Pakistan’s Kashmir Policy after the Bush Visit to South Asia

Strategic Insights, Volume V, Issue 4 (April 2006)

by Peter R. Lavoy

Strategic Insights is a quarterly electronic journal produced by the Center for Contemporary Conflict at the Naval Postgraduate School in Monterey, California. The views expressed here are those of the author(s) and do not necessarily represent the views of NPS, the Department of Defense, or the U.S. Government.

For a PDF version of this article, click here.

Introduction

The visit by U.S. President George W. Bush to India and Pakistan during the first week of March this year is rightly viewed as a turning point in U.S. relations toward South Asia for two reasons: first, for formally “de-hyphenating” India and Pakistan in Washington’s worldview; and second, for producing a landmark agreement on civilian nuclear cooperation between India and the United States that will “legitimize” India’s status as a nuclear weapon state, open the door for foreign reactor sales and technological assistance, and bring India more fully into the international nuclear export control regime.

Both of these landmark changes have been subject to tremendous debate and criticism inside India, the United States, and many other countries; but perhaps the most notable outcome of the President’s trip was a dog that did not bark—the absence of any major U.S. policy initiative on the longstanding India-Pakistan dispute over the political and territorial status of Kashmir.

In the joint statements issued by President Bush and Indian Prime Minister Manmohan Singh in New Delhi and by President Bush and Pakistani President Pervaiz Musharraf in Islamabad, no reference was made to Kashmir.[1] In India, Bush told reporters, “India and Pakistan have an historic opportunity to work toward lasting peace. Prime Minister Singh and President Musharraf have shown themselves to be leaders of courage and vision. And I encourage them to continue making progress on all issues, including Kashmir.”[2] Bush made a similar remark in Pakistan in response to a journalist’s question about the long-standing dispute: “The best way for Kashmir to be resolved is for leaders of both countries to step up and lead.”[3] In other words, Washington now sees Kashmir as a bilateral matter between India and Pakistan. The United States will surely to try to nudge the composite dialogue forward, but it will not play a major role in trying to mediate a political settlement in Kashmir.

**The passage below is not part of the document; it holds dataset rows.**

PR #2853, opened 2024-06-13
plugin-flow-builder: resolve keywords, smart intents and intents in first interaction

Iru89:
## Description

If the user sends a text that matches a keyword, smart intent or intent in the first interaction, the bot's response is the contents of the start conversation followed by the contents of the match.

If the bot has an active knowledge base after trying to match the above and not getting a match, it will attempt to respond using the knowledge base. If it has sufficient knowledge and the response is faithful the bot will display the start contents followed by the response generated using the knowledge base.

## Context

We want the bot in platforms that are not proactive (such as Whatsapp) where the user is the first to write, if the user asks something in the first inbox, the bot will solve it the first time. But the initial contents have to be shown because they usually contain the GDPR and the AI disclaimer. 

I have created a function that replicates the logic used in the plugin's pre function to resolve the user input. 
In the pre function if it is the first interaction the user input is not resolved because we always want to show the first contents of the flow.
Refactor the ways to get the content in the action by splitting into different files how the content is obtained depending on whether it is the first interaction, has a payload in the input, uses a knowledge base or is the fallback. In the first interaction file, the other methods for resolving the follow ups are used. 

## Testing

Add test to check first interaction with:
- an input that no match any keyword, smart-intent, intent or knowledge base.
- an input that match with a keyword
- an input that match with a keyword that point to start contents
- an input that match with a keyword that point to a content 
- an input that match with a smart-intent that point to a content 
- an input that match with an intent that point to a content 
- an input that generate a knowledge response content

### DIFF
--- a/packages/botonic-plugin-flow-builder/src/action/first-interaction.ts
+++ b/packages/botonic-plugin-flow-builder/src/action/first-interaction.ts
@@ -2,9 +2,9 @@ import { INPUT } from '@botonic/core'
 
 import { BOT_ACTION_PAYLOAD_PREFIX } from '../constants'
 import { FlowContent } from '../content-fields'
-import { HtNodeWithContent } from '../content-fields/hubtype-fields'
 import { getNodeByUserInput } from '../user-input'
 import { FlowBuilderContext } from './index'
+import { getContentsByPayload } from './payload'
 
 export async function getContentsByFirstInteraction({
   cmsApi,
@@ -23,9 +23,7 @@ export async function getContentsByFirstInteraction({
       resolvedLocale,
     })
 
-    if (contentsByUserInput) {
-      return [...firstInteractionContents, ...contentsByUserInput]
-    }
+    return [...firstInteractionContents, ...contentsByUserInput]
   }
 
   return firstInteractionContents
@@ -36,7 +34,7 @@ async function getContentsByUserInput({
   flowBuilderPlugin,
   request,
   resolvedLocale,
-}: FlowBuilderContext): Promise<FlowContent[] | undefined> {
+}: FlowBuilderContext): Promise<FlowContent[]> {
   const nodeByUserInput = await getNodeByUserInput(
     cmsApi,
     resolvedLocale,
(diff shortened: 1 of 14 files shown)


packages/botonic-plugin-flow-builder/src/action/first-interaction.ts
```diff
@@ -0,0 +1,78 @@
...
+export async function getContentsByFirstInteraction({
+  cmsApi,
+  flowBuilderPlugin,
+  request,
+  resolvedLocale,
+}: FlowBuilderContext): Promise<FlowContent[]> {
+  const firstInteractionContents =
+    await flowBuilderPlugin.getStartContents(resolvedLocale)
+
+  if (request.input.data && request.input.type === INPUT.TEXT) {
```
vanbasten17, line 19: i'm wondering if it could make sense to have a util function for this like `textInputHasData` or similar, as it is a check used in many places

packages/botonic-plugin-flow-builder/src/action/first-interaction.ts
```diff
@@ -0,0 +1,78 @@
...
+  const conversationStartId = cmsApi.flow.flows.find(
+    flow => flow.name === MAIN_FLOW_NAME
+  )?.start_node_id
+
+  if (request.input.payload === conversationStartId) {
+    return []
+  }
+
+  if (request.input.payload?.startsWith(BOT_ACTION_PAYLOAD_PREFIX)) {
+    request.input.payload = flowBuilderPlugin.replaceBotActionPayload(
```
vanbasten17, line 56: it seems strange to me to call the plugin itself if we are in botonic-plugin-flow-builder, should this be a separate function?

packages/botonic-plugin-flow-builder/src/action/first-interaction.ts
```diff
@@ -0,0 +1,78 @@
...
+  const contentsByKeywordsOrIntents = await getContentsByPayload({
+    cmsApi,
+    flowBuilderPlugin,
+    request,
+    resolvedLocale,
+  })
+
+  if (contentsByKeywordsOrIntents.length > 0) {
+    return contentsByKeywordsOrIntents
+  }
```
vanbasten17, line 70: suggestion for future: what if for functions like `getContentsBy{identifier}` we have a function signature that returns as well if it is empty or not? maybe we could save extra checks

vanbasten17 (approved):

packages/botonic-plugin-flow-builder/src/action/first-interaction.ts
Iru89: inputWithTextData?

packages/botonic-plugin-flow-builder/src/action/first-interaction.ts
Iru89: It must be a function of the plugin because it needs the flow (JSON that has been downloaded in the pre function of the plugin)

AinaVendrell (approved):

On the one hand, the reluctance of the Bush administration to take a more active stance on the Kashmir dispute when so much already occupies its foreign policy agenda is understandable. After all, Kashmir has proved to be the most intractable territorial dispute in the world,[4] and attempts by previous U.S. presidents to resolve the issue (especially Eisenhower, Kennedy, Johnson, and Clinton) had ended in frustration and bitter feelings among all of the interested parties. On the other hand, this dispute has been the cause of three major India-Pakistan military conflicts and is the main obstacle that stands in the way of India realizing its ambition of playing a major political role on the world stage, an ambition that many in the Bush administration share.

The unwillingness of the U.S. government to take a strong stand on Kashmir not only makes the dispute that much more difficult to resolve. But it also could have the unintended consequences of exacerbating political tensions between New Delhi and Islamabad, possibly producing greater instability inside Indian-held Kashmir, complicating what already is a precarious military situation along the Line of Control (LoC) that divides the portions of Kashmir that India and Pakistan administer, and reducing the capacity of the United States to manage the next Indo-Pakistani crisis.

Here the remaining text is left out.